10. Par ailleurs, l'obligation vaccinale ne s'impose pas, en vertu de l'article 13 de la même loi du 5 août 2021, aux personnes qui présentent un certificat médical de contre-indication ainsi que, pendant la durée de sa validité, aux personnes disposant d'un certificat de rétablissement. Enfin, l'article 14 contesté donne compétence, en son IV, au pouvoir réglementaire, compte tenu de l'évolution de la situation épidémiologique et des connaissances médicales et scientifiques et après avis de la Haute autorité de santé, pour suspendre cette obligation pour tout ou partie des catégories de personnes qu'elle concerne.

11. Ainsi, les dispositions contestées, qui sont justifiées par une exigence de santé publique et ne sont pas manifestement inappropriées à l'objectif qu'elles poursuivent, ne portent pas atteinte au principe constitutionnel de protection de la santé.

12. En deuxième lieu, les dispositions contestées ne portent pas atteinte au principe d'égalité dès lors, d'une part, qu'elles s'appliquent de manière identique à l'ensemble des personnes exerçant leur activité dans les établissements de santé du code de la santé publique, à l'exception de celles y effectuant une tâche ponctuelle, qu'elles fassent ou non partie du personnel soignant, et d'autre part, que la circonstance que les dispositions contestées font peser sur les personnes exerçant une activité au sein de ces établissements, une obligation vaccinale qui n'est pas imposée à d'autres personnes, constitue, compte tenu des missions des établissements de santé et de la vulnérabilité des patients qui y sont admis, une différence de traitement en rapport avec cette différence de situation, qui n'est pas manifestement disproportionnée au regard de l'objectif poursuivi.

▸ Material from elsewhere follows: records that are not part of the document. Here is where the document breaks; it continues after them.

PR #982, opened 2023-03-11
Move playwright-go from mxschmitt to playwright-community

gliptak:
#952 

I didn't test browser path of resulting binary

Issue #952, opened 2023-02-09
Browser provider downloads old version of playwright chromium


mikex99:
When using the browser provider, chromium v907428 is downloaded.  This is an out of date version.

PR #786, opened 2022-03-10
Add the option to set a persistent storage for the browser provider

gngj:
This enables using an IDP that has a browser session and providing credentials only once.

Can help #729

Example usage:
`saml2aws configure --url https://account.activedirectory.windowsazure.com/applications/signin/<app_id>?tenantId=<tenantId> --persistent-data-dir ~/.persistent_data_dir -a browser --idp-provider Browser --skip-prompt`

PR #1006, opened 2023-03-26
Browser IDP - Configure Browser IDP to automatically install Playwright Browser Drivers per old behavior <= 2.36.4

### LINKED ISSUE #1005: Getting playwright error when trying to saml2aws login
Hey,

Getting an error when I login to saml2aws.

Error: 
```
~ saml2aws login
Using IdP Account default to access Browser `URL`
To use saved password just hit enter.
? Username `username`
? Password

Authenticating as `username` ...
Error authenticating to IdP.: could not start driver: fork/exec /Users/`username`/Library/Caches/ms-playwright-go/1.20.0-beta-1647057403000/playwright.sh: no such file or directory
```

Steps:
```
brew install saml2aws
saml2aws configure
saml2aws login
```

Version: 
```
~ saml2aws --version
2.36.5
```

xinkecf35:
# Description
This PR seeks to have the browser IDP option to once again automatically download Browser Drivers as was the default behavior for saml2aws versions <= 2.36.4

This PR would functionally close #1005 

## Motivation

When saml2aws was upgraded to 2.36.5 and using the IDP option of `Browser`, one would get this failure message:
```
Error to authenticating to IdP: could not start driver: fork/exec /Users/alice/Library/Caches/ms-playwright-go/1.20.0-beta-1647057403000/playwright.sh: no such file or directory
```

It appears that as part of upgrading browser binaries and thus playwright as part of issue #952 and PR #982 introduced a version of [playwright-go](https://github.com/playwright-community/playwright-go/releases/tag/v0.2000.0) that had breaking change to the underlying playwright driver that will no longer automatically acquire browser drivers.

Per the breaking change [notice](https://github.com/playwright-community/playwright-go/releases/tag/v0.2000.0) in playwright-go, this PR seeks to add the API Install method of acquiring the browser driver.

## Alternatives
Alternatively, instead of baking in the install, the README could be updated to reflect this requirement, and have the user on their own acquired the driver via either the playwright-go CLI or the upstream Playwright Typescript project.

This however does add  friction to use saml2aws, especially if one is using a package manager like Homebrew or Chocolatey, i.e. needing to on top of acquiring saml2aws via the documented means to also separately acquire Go Tools or NPM/NPX/Node to acquire playwright driver.

## Additional Comments
The author recognizes the implementation is somewhat naive in that it gives no configuration to avoid downloading the drivers which might desirable, e.g. avoid re-downloading drivers for CI/CD tests

### DIFF
--- a/pkg/provider/browser/browser.go
+++ b/pkg/provider/browser/browser.go
@@ -16,22 +16,20 @@ var logger = logrus.WithField("provider", "browser")
 
 // Client client for browser based Identity Provider
 type Client struct {
-	Headless        bool
-	DownloadBrowser bool
+	Headless bool
 }
 
 // New create new browser based client
 func New(idpAccount *cfg.IDPAccount) (*Client, error) {
 	return &Client{
-		Headless:        idpAccount.Headless,
-		DownloadBrowser: idpAccount.DownloadBrowser,
+		Headless: idpAccount.Headless,
 	}, nil
 }
 
 func (cl *Client) Authenticate(loginDetails *creds.LoginDetails) (string, error) {
 
-	// Optionally download browser drivers if defined in config or set by flag
-	if cl.DownloadBrowser || loginDetails.DownloadBrowser {
+	// Optionally download browser drivers if specified
+	if loginDetails.DownloadBrowser {
 		err := playwright.Install()
 		if err != nil {
 			return "", err
--- a/pkg/provider/browser/browser.go
+++ b/pkg/provider/browser/browser.go
@@ -30,8 +30,8 @@ func New(idpAccount *cfg.IDPAccount) (*Client, error) {
 
 func (cl *Client) Authenticate(loginDetails *creds.LoginDetails) (string, error) {
 
-	// Optionally download browser drivers if defined in config
-	if cl.DownloadBrowser {
+	// Optionally download browser drivers if defined in config or set by flag
+	if cl.DownloadBrowser || loginDetails.DownloadBrowser {
 		err := playwright.Install()
 		if err != nil {
 			return "", err
--- a/pkg/provider/browser/browser.go
+++ b/pkg/provider/browser/browser.go
@@ -17,26 +17,33 @@ var logger = logrus.WithField("provider", "browser")
 // Client client for browser based Identity Provider
 type Client struct {
 	Headless bool
+	// Setup alternative directory to download playwright browsers to
+	BrowserDriverDir string
 }
 
 // New create new browser based client
 func New(idpAccount *cfg.IDPAccount) (*Client, error) {
 	return &Client{
-		Headless: idpAccount.Headless,
+		Headless:         idpAccount.Headless,
+		BrowserDriverDir: idpAccount.BrowserDriverDir,
 	}, nil
 }
 
 func (cl *Client) Authenticate(loginDetails *creds.LoginDetails) (string, error) {
+	runOptions := playwright.RunOptions{}
+	if cl.BrowserDriverDir != "" {
+		runOptions.DriverDirectory = cl.BrowserDriverDir
+	}
 
 	// Optionally download browser drivers if specified
 	if loginDetails.DownloadBrowser {
-		err := playwright.Install()
+		err := playwright.Install(&runOptions)
 		if err != nil {
 			return "", err
 		}
 	}
 
-	pw, err := playwright.Run()
+	pw, err := playwright.Run(&runOptions)
 	if err != nil {
 		return "", err
 	}
--- a/pkg/provider/browser/browser.go
+++ b/pkg/provider/browser/browser.go
@@ -26,6 +26,13 @@ func New(idpAccount *cfg.IDPAccount) (*Client, error) {
 
 func (cl *Client) Authenticate(loginDetails *creds.LoginDetails) (string, error) {
 
+	// Automatically download browser downloads to match behavior releases < 2.36.4
+	// TODO: provide override to not automatically download playwright browsers
+	err := playwright.Install()
+	if err != nil {
+		return "", err
+	}
+
 	pw, err := playwright.Run()
 	if err != nil {
 		return "", err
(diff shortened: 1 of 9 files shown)


mapkon (changes requested):
@xinkecf35 

This is good, and it was by design that we do not impose the downloading of the playwright during the login process. From my analysis, it appears that the upstream project doesn't check or store info which allows it to invalidate the cache on upgrade, something that has been an issue on the upstream project: https://github.com/playwright-community/playwright-go/issues/236

I see two solutions here:
- Either way check that the binary exists and only download if it doesn't
- Document the presence of playwright as a requisite library
- Find a way to bundle both of them so they are installed together.

@briantist / @gliptak - any thoughts?

briantist:
Hey @mapkon I'd like to help where I can, but I've actually never used golang and I'm not really familiar with the code in this project. I do have a lot of experience with GitHub Actions though, so hopefully I can continue to assist in those areas!

mapkon:
> Hey @mapkon I'd like to help where I can, but I've actually never used golang and I'm not really familiar with the code in this project. I do have a lot of experience with GitHub Actions though, so hopefully I can continue to assist in those areas!

No worries! Thanks for clarifying.

gliptak:
including this with `saml2aws` sounds like a good approach (setting up `playwright.Install()` call at another control flow path)

reading through both flags and commands, both don't seem to offer provider specific overrides.

mapkon:
> including this with `saml2aws` sounds like a good approach (setting up `playwright.Install()` call at another control flow path)
> 
> reading through both flags and commands, both don't seem to offer provider specific overrides.

How about we document it? I am not really sure about downloading dependencies to enact the basic functionality of the program, which is login?

gliptak:
download outside `saml2aws` would require enduser installing `go`

gliptak:
other browser related #786 #729 #815

mapkon:
Ref: https://github.com/Versent/saml2aws/discussions/1011#discussioncomment-5609782

@wolfeidau We are starting to get users reporting issues related to the playwright dependency not downloading, something that affects the functioning of the app. How do you suggest we proceed on this?

xinkecf35:
Just to provide a suggestion forward:

Perhaps add a new configuration property to the config called `download_browser_driver` to choose to allow saml2aws to install the playwright browser for you with the new default going forward being not to?

Or maybe with a flag on `saml2aws login` called `--download-browser-driver` with environment variable to match?

mapkon:
> Just to provide a suggestion as a way to move forward:
> 
> Perhaps add a new configuration property to the config called `download_browser_driver` to choose to allow saml2aws to install the playwright browser for you with the new default going forward being not to?
> 
> Or maybe even a flag on `saml2aws login` called `--download-browser-driver` with environment variable to match?

I think this is a superb middle ground. Let's go with this!

pkg/provider/browser/browser_test.go
```diff
@@ -39,7 +39,8 @@ func TestValidate(t *testing.T) {
 	client, err := New(account)
 	assert.Nil(t, err)
 	loginDetails := &creds.LoginDetails{
-		URL: "https://google.com/",
+		URL:             "https://google.com/",
+		DownloadBrowser: true,
```
gliptak, line 43: is there a way to test fail without download?

pkg/provider/browser/browser.go
```diff
@@ -21,11 +21,21 @@ type Client struct {
...
-	return &Client{Headless: idpAccount.Headless}, nil
+	return &Client{
+		Headless: idpAccount.Headless,
+	}, nil
 }
 
 func (cl *Client) Authenticate(loginDetails *creds.LoginDetails) (string, error) {
 
+	// Optionally download browser drivers if specified
+	if loginDetails.DownloadBrowser {
```
gliptak, line 32: will this (re)download/install at every run?

pkg/provider/browser/browser_test.go
xinkecf35: In a word, yes. It should be easy to copy/paste this test without the flag set and check if the error is not nil since I believe that's how the error is being propagated up to the user.

pkg/provider/browser/browser.go
xinkecf35: It shouldn't re-download since playwright-go does have that caching mechanism. Just by manually invoking the relevant `playwright install` command it doesn't re-download the binary, at least not without first nuking the relevant cache.

With this code, if you were to set it in the config file, it would functionally bring you back to the 2.36.4 behavior where it always checks if you have the drivers or not. If you do, it outputs the relevant message.

Alternatively, if you don't set it in the config, it will only download the driver if you set the relevant flag.

mapkon (approved):
@xinkecf35 / @gliptak 

I don't see anything holding this up. Are we good to go?

mapkon (commented):
Oh wait! I don't see the documentation updated. So that should be part of this

pkg/provider/browser/browser_test.go
xinkecf35: Okay, so I've added the test, though the change was largely than I had though it'll be. 

I had added a new config parameter to technically allow one to set the directory that Playwright installs into though I've purposely not documented.

I did this way because otherwise my test was going to be sensitive if the previous test ran and installed playwright before this test which introduces all sorts of headaches.

So instead, you technically can now choose where you download the drivers to, defaulting to the default location if you don't care.

xinkecf35: I left the existing test as it is to download the drivers to the default location  though an argument could be made it shouldn't.

mapkon:
@gliptak Thoughts?

mikex99:
Any way to pass a flag during 'saml2aws configure' that would set the 'download_browser_driver = true' to the config file?

gliptak:
@mikex99 I recommend targeting `saml2aws configure` in followup PR

gliptak (approved):

mikex99:
When will a new version with this merge be released?

mapkon:
> When will a new version with this merge be released?

We are organizing a test of the current codebase. Please see here: https://github.com/Versent/saml2aws/pull/1029#issuecomment-1533924283

If you can spend sometime to test out the current master and ascertain release readiness, I will appreciate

13. En troisième lieu, les dispositions contestées ne portent pas atteinte au droit à l'emploi, ni à l'interdiction de léser un travailleur dans son emploi en raison de ses opinions, ni au droit de tout être humain dans l'incapacité de travailler d'obtenir de la collectivité des moyens convenables d'existence, dans la mesure où elles ne prévoient pas la rupture du contrat de travail mais uniquement sa suspension.
Cette suspension prend fin dès que le salarié, qui n'est ainsi pas privé d'emploi, remplit les conditions nécessaires à l'exercice de son activité et produit les justificatifs requis, conservant, pendant la durée de celle-ci, le bénéfice des garanties de protection complémentaires auxquelles il a souscrit.

14. En dernier lieu, les dispositions contestées, en ce qu'elles n'instituent pas une sanction ayant le caractère d'une punition dès lors que la suspension du contrat s'impose à l'employeur et ne présente aucun caractère disciplinaire, ne portent pas atteinte aux droits de la défense. En outre, elles prévoient que l'employeur informe le salarié des conséquences de l'absence de vaccination, des moyens de régulariser sa situation, donnent ensuite la possibilité au salarié d'utiliser, avec l'accord de son employeur, des jours de repos conventionnels ou de congés payés.

15. En conséquence, il n'y a pas lieu de renvoyer les questions prioritaires de constitutionnalité au Conseil constitutionnel.

PAR CES MOTIFS, la Cour :

DIT N'Y AVOIR LIEU DE RENVOYER au Conseil constitutionnel les questions prioritaires de constitutionnalité.

Ainsi fait et jugé par la Cour de cassation, chambre sociale, et prononcé par le président en son audience publique du cinq juillet deux mille vingt-trois.